Prompt:
Within the records below, find each line with the word "will" and copy it out.

Recorded data:
- Opening Delimiter -

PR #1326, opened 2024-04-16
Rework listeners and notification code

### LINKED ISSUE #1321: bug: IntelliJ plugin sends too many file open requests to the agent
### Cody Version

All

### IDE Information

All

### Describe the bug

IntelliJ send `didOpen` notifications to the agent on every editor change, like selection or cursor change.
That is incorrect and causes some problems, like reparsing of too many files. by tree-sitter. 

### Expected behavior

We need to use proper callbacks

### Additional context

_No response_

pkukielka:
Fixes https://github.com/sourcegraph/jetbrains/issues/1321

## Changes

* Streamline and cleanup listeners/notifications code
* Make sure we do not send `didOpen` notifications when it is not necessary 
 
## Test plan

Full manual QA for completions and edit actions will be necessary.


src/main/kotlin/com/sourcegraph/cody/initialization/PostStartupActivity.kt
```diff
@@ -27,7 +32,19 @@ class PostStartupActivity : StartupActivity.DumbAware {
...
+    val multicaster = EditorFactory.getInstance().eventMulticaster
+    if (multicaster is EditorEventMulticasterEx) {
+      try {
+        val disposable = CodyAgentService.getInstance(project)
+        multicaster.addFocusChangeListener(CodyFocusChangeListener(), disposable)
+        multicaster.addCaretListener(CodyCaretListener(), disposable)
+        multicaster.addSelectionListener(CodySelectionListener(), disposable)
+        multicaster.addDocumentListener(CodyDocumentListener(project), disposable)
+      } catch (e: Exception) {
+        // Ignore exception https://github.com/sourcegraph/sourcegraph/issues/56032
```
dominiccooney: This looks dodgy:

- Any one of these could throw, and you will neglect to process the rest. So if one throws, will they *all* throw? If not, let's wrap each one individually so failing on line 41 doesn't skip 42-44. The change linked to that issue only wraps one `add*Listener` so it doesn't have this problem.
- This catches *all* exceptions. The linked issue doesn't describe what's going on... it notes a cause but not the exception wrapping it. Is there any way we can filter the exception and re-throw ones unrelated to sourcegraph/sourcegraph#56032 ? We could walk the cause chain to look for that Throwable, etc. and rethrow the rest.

- Closing Delimiter -

Solution to the exercise:
Full manual QA for completions and edit actions will be necessary.
- Any one of these could throw, and you will neglect to process the rest. So if one throws, will they *all* throw? If not, let's wrap each one individually so failing on line 41 doesn't skip 42-44. The change linked to that issue only wraps one `add*Listener` so it doesn't have this problem.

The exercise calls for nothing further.